(Saved data entries)
Issue #7, opened 2019-09-05
Perform benchmarks


hecrj:
As mentioned in #4, in order to avoid performance regressions, it would be great to run some benchmarks on the different parts of the API.

The most expensive operation is clearly `UserInterface::build`. This will be the main focus for many of the optimizations we will implement in the future. We should benchmark this first.

`UserInterface::update` and `UserInterface::draw` will also get slower the more widgets and events a user interface has to handle. It would be great to have some numbers!

TGotwig:
I can try to have a look 🕵🔎

hecrj:
@TGotwig Awesome! I really appreciate the help. Let me know if you need anything.

TGotwig:
CPU is constantly on `3.x` on MacOS, although nothing is happening.
<img width="815" alt="Aktivitätsanzeige (Meine Prozesse) 2019-09-14 14-47-26" src="https://user-images.githubusercontent.com/30773779/64908309-a16fb280-d6fe-11e9-860a-0c5cce31e80e.png">

lachlansneff:
Looks to me like the event loop it's using is continuously polling.

hecrj:
Yes, the example is drawing the UI every frame. This is expected.

Benchmarking the `ggez` example is not what this issue is about! `iced` is renderer-agnostic. We should benchmark `iced`.

PR #15, opened 2019-09-12
Add `env_logger` to tour example

TGotwig:
Relates #7


src/logger.rs
```diff
@@ -0,0 +1,19 @@
...
+// use flexi_logger::{Logger, opt_format};
+impl Logger {
+    /// Creates a new [`Logger`].
+    ///
+    /// [`Logger`]: struct.Logger.html
+    pub fn log(msg: &str) {
+        let now: DateTime<Utc> = Utc::now();
+        info!("{}: {}\n", now, msg);
+    }
+}
```
hecrj: This is normally implemented by a particular logging implementation. For instance, [`env_logger`](https://docs.rs/env_logger/0.6.2/env_logger/) already prints the time.

I think we do not need a `Logger`. We can use `log` macros directly, once we need them.

examples/tour/main.rs
```diff
@@ -33,6 +37,19 @@ pub fn main() -> ggez::GameResult {
...
+            TermLogger::new(LevelFilter::Warn, Config::default(), TerminalMode::Mixed).unwrap(),
+            WriteLogger::new(LevelFilter::Info, Config::default(),
+                OpenOptions::new()
+                    .append(true)
+                    .create(true)
+                    .open(".log")
+                    .unwrap()
+            ),
+        ]
+    ).unwrap();
```
hecrj: We should probably initialize the logger before building the context.

.gitignore
```diff
@@ -1,3 +1,6 @@
+.*
+!/.gitignore
+!/.travis.yml
```
hecrj: Ignoring all hidden files by default seems like a bit too much 😅 

You can ignore files locally by editing: `.git/info/exclude`.

Cargo.toml
```diff
@@ -20,6 +20,9 @@ features = ["winit"]
 [dependencies]
 stretch = "0.2"
 twox-hash = "1.5"
+chrono = "0.4.9"
+log = "0.4.8"
+simplelog = "0.7.2"
```
hecrj: I think [`env_logger`](https://docs.rs/env_logger/0.6.2/env_logger/) is a simpler alternative for the example. We should also add it as a development dependency instead.

src/logger.rs
TGotwig: Ah yeah right, forgot to edit this 🙈

.gitignore
TGotwig: All hidden files except `.gitignore` and `.travis.yml` 😉
But yeah maybe it's better to use `.git/info/exclude` for that 🙂

Cargo.toml
TGotwig: Hmm but `env_logger` can't write a log-file 😬

hecrj: You are right! However, I think it is not a necessary feature for the example and we should probably try to keep it as simple and straightforward as possible.

TGotwig:
Did all the changes, squashed, and force-pushed 😇

Cargo.toml
```diff
@@ -20,6 +20,7 @@ features = ["winit"]
 [dependencies]
 stretch = "0.2"
 twox-hash = "1.5"
+log = "0.4.8"
```
hecrj: We are not using the dependency for anything yet... We should probably add it once we need it.

examples/tour/main.rs
```diff
@@ -12,6 +12,8 @@ use ggez::filesystem;
 use ggez::graphics;
 use ggez::input::mouse;
 
+extern crate env_logger;
```
hecrj: `extern crate` is not necessary when using the 2018 edition of Rust.

examples/tour/main.rs
```diff
@@ -33,6 +35,7 @@ pub fn main() -> ggez::GameResult {
         true,
     );
 
+    env_logger::init();
```
hecrj: This should probably be the first thing we do in `main` :)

EXERCISE DETAILS:
Which lines of the records above contain the word "extern"? Report each one.

RESULT OF THE TASK:
+extern crate env_logger;
hecrj: `extern crate` is not necessary when using the 2018 edition of Rust.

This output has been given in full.